可又不敢笑出声,拿手指冲沈柔示意了一下。
「我奶嬷嬷就在外头,你可小声点儿~」
「不许胡闹!」
沈柔吐吐舌头,嘻嘻笑着点点头。
「心情可好些了?」
「不过就是指婚而已,你放宽心些。」
「只当是待在苏府腻歪了,换个地方歇歇脚。」
沈柔故意说得轻巧,苏梦馨却怎么都欢喜不起来。
她轻嘆一声道。
「其实我早就知晓有这么一天。
「自四岁入宫开始,家里的人便早已不把我当苏家的人,而是那宫里头的人。」
「身边大大小小的丫鬟婆子,都小心翼翼地供着,捧着,生怕我磕了摔了,太后怪罪下来。」
「外头的闺秀姐妹,每每下帖或是入府,都一脸笑容,凡事都要先敬着我。」
「便是我弹错了音,吟错了诗,还都拍手叫好,编一堆的话来哄我。」
说到这,她抿着唇,眼里有些厌厌。
「所以虽说我府上日日都能接到拜帖,全京都的闺秀仿佛都与我要好,可真正和我能说句真心话的,却是一个也无。」
「后来我也厌倦了,甚少出门,只在府中自娱自乐。」
「幸而教我琴艺的先生是个极好的人,总还肯与我交几分心,否则,放眼望去,竟连个说话的人都没有。」
沈柔边听,边拉住了她的右手,安慰起来。
等她说完,这才拍拍她的手背道。
「你呀,这还算是好的呢,你瞧瞧我?」
「你听的都是变着花样的夸,我听的可是五花八门的骂。」
「后来我也听腻,不如自个儿变着法的理解。
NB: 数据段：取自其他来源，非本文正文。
PR #84, opened 2020-03-04
Fix reporting duration error and add tests

martinkunc:
The retrieve config was doing checks for interval, but the actual error, but it declared new err variable, which was shadowing the original err.
That means any set inside of the block, when the block is left was discarded and err returned to original value from outer scope.
In case of too short interval (under 1 m) the outer 'err' was nil, even thought inner scope set it to "too short" it was discarded and function returned err = nil.


alexandrevicenzi:
@martinkunc where is the BZ related to this?

pkg/config/configobserver/configobserver_test.go
```diff
@@ -0,0 +1,146 @@
...
+			}
+			if tt.expConfig != nil && !reflect.DeepEqual(tt.expConfig, c.config) {
+				t.Fatalf("The test expected config doesn't fit actual config.\nExpected: %v Actual: %v", tt.expConfig, c.config)
+			}
+		})
+	}
+
+}
+
+var (
```
alexandrevicenzi: const perhaps?

pkg/config/configobserver/configobserver_test.go
```diff
@@ -0,0 +1,146 @@
...
+			secs := tt.config
+			// setup mock responses for secretes by secret name
+			kube.CoreV1().(*corefake.FakeCoreV1).Fake.AddReactor("get", "secrets",
+				func(action clienttesting.Action) (handled bool, ret runtime.Object, err error) {
+					actionName := ""
+					if getAction, ok := action.(clienttesting.GetAction); ok {
+						actionName = getAction.GetName()
+					}
+
+					//log.Printf("namespace %s resource: %s verb %s Name %s", action.GetNamespace(), action.GetResource(), action.GetVerb(), actionName)
```
alexandrevicenzi: remove or uncomment

pkg/config/configobserver/configobserver_test.go
```diff
@@ -0,0 +1,146 @@
...
+			expErrS := ""
+			if tt.expErr != nil {
+				expErrS = tt.expErr.Error()
+			}
+			errS := ""
+			if err != nil {
+				errS = err.Error()
+			}
+			if expErrS != errS {
+				t.Fatalf("The test expected error doesn't fit actual error.\nExpected: %s Actual: %s", tt.expErr, err)
```
alexandrevicenzi: match is a better word then fit.

pkg/config/configobserver/configobserver_test.go
```diff
@@ -0,0 +1,146 @@
...
+	"k8s.io/client-go/kubernetes"
+	clsetfake "k8s.io/client-go/kubernetes/fake"
+	corefake "k8s.io/client-go/kubernetes/typed/core/v1/fake"
+	"k8s.io/klog"
+
+	clienttesting "k8s.io/client-go/testing"
+)
+
+func TestChangeSupportConfig(t *testing.T) {
+	var cases = []struct {
```
alexandrevicenzi: I would rather create 2 tests, each test with only one purpose. It's more clear to read and understand. But up to you.

PR #86, opened 2020-03-19
Collecting config maps

martinkunc:
This is adding gathering of the configmaps from the openshift-config namespace.
Would something like this be reasonable ?
It is collecting the values, except in case it is a PEM, which replaces with dummy PEM structure.


pkg/utils/strings.go
```diff
@@ -1,10 +0,0 @@
-package utils
```
alexandrevicenzi: What is the relation of this change to config maps?

pkg/gather/clusterconfig/clusterconfig.go
```diff
@@ -543,3 +562,34 @@ func (i *Gatherer) ClusterVersion() *configv1.ClusterVersion {
...
+// ConfigMapAnonymizer implements serialization of configmap
+// and potentially anonymizes if it is a certificate
+type ConfigMapAnonymizer struct{ v []byte }
+
+// Marshal implements serialization of Node with anonymization
+func (a ConfigMapAnonymizer) Marshal(_ context.Context) ([]byte, error) {
+	return []byte(anonymizeConfigMap(a.v)), nil
+}
+
+func anonymizeConfigMap(dv []byte) string {
```
alexandrevicenzi: What if there's another type of sensitive data in the config map? Like a user/password?

I'm asking because I'm not sure what could be inside `openshift-config`.

martinkunc: I havent noticed anything except the certificates, which are being anonymized. If there is anything, I would need to handle it case by case, but so far I dont know about anything else.

pkg/utils/strings.go
martinkunc: Clayton wanted to remove the package in a comment to previous review.

pkg/gather/clusterconfig/clusterconfig.go
```diff
@@ -543,3 +562,34 @@ func (i *Gatherer) ClusterVersion() *configv1.ClusterVersion {
...
+	anonymizedPemBlock := `-----BEGIN CERTIFICATE-----
+YW5vbnltaXplZA==
```
iNecas: Why specifically this string?

iNecas:
@martinkunc do you plan adding some tests as well?

iNecas:
One thing I'm not sure about is how valuable the anonymized ca files are? If nothing else, I would recommend making it more explicit that they are anonymized (as it's not very obvious right now).

I've also tested this with adding some additoina config-map (example taken from https://docs.openshift.com/container-platform/4.3/nodes/scheduling/nodes-scheduler-default.html and I can confirm the config-map got collected).

Another idea to start thinking about, as more things are getting added to connect, is some meta/configuration about the kinds of data being collected, and allowing to tweak the configuration if needed. You can have a look at https://github.com/redhataccess/insights-client/blob/master/docs/insights-client.conf.5 to see, how insights for rhel is dealing with that. - not in scope of this PR though

pkg/gather/clusterconfig/clusterconfig.go
martinkunc: I wanted it to still be a valid PEM, the "YW5vbnltaXplZA==" is base64 of  "anonymized" in case anyone would be trying to decode it.

martinkunc:
I was hoping that I could add some tests later. Should I bring some ?

martinkunc:
By saving those ca/pem files I was hoping only to indicate that they exists and are parseable in the cluster. Just in some edge case the value of configmap would be invalid (not a pem). But maybe it doesn't make sense ?

pkg/gather/clusterconfig/clusterconfig.go
iNecas: My first reaction was to try using `openssl` against it and it failed terribly. So just mentioning `ANONYMIZED`, or `XXXXXXXXXXXXXX` would be feel intuitive to me

pkg/utils/strings.go
alexandrevicenzi: But this could be another PR as it's not related to this change.

pkg/gather/clusterconfig/clusterconfig.go
alexandrevicenzi: Not sure if someone else could help us here because if we end up collecting a password it will be too late to fix something.

alexandrevicenzi:
@iNecas @martinkunc any updates on the comments? Otherwise we can merge it.

lina-nikiforova:
I tested this by provisioning cluster using this PR and config maps got collected.
All CAs are anonymized like
```
-----BEGIN CERTIFICATE-----
ANONYMIZED
-----END CERTIFICATE-----
```

martinkunc:
I just wanted to add some basic unit tests, or I can also do it later. This was the last thing here.

alexandrevicenzi:
@martinkunc add some unit test as @lina-nikiforova and @iNecas suggested.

」
「她们说我蠢钝,我就把它想做质朴,他们说我粗鄙,我就想做率真,如此是不是全身都是优点了?」
苏梦馨听她这一番话,忍不住捂嘴。
「偏你这么多奇奇怪怪的想法。」
「不过,你却是比我强上许多了。」
她又有些钦佩道:「若是我听那么多贬损的话,哪里还会如你这般活泼自在?」
沈柔摆摆手:「可别这么说,凡事都没有绝对,你瞧着我在你跟前猴儿似的,你怎知我心里头真是没有半点阴霾?」
「不过是我与你在一块,便觉得自在,不自觉地心情愉快,自然就忘记了烦恼。」
听她这么一说,苏梦馨感动的跟什么似的,眼里已然有了泪意。
她盈盈望着沈柔,另一隻手也覆在了她的手背上。
「好姐姐,我竟不知你为我做了良多!」
「倒是我.我不该动不动就耍性子的。」
见她还心生愧疚,沈柔忙打断。
「瞧你这是说得什么话!」
「在我跟前你就只要做你自己就好,高兴就笑,不高兴就恼。」
「这便是我想要的了。」
「如果和我在一起,你也要瞻前顾后,那我与那些日日惦记着,从你身上挖点什么好处的人,有什么分别?」
「如此,还算什么知己呢?」
苏梦馨一时听怔愣,望着沈柔久久无言。
沈柔笑得真诚,又张开怀抱将她抱住,拍了拍她的后背。
「别胡思乱想,人前咱们都活得辛苦,难得有缘,咱们一块的时候,自在就好。」
「我知你今日不爽利,也寻思你心里大概有苦楚,所以这才披星戴月而来。」
说罢,她支起身子,笑盈盈的继续道。
「有什么不开心,你就说出来,说出来心里就鬆快了。」
「可千万别憋着,万一要是憋坏了,可心疼死我的。」
苏梦馨忍不住湿了眼眶,用力点点头。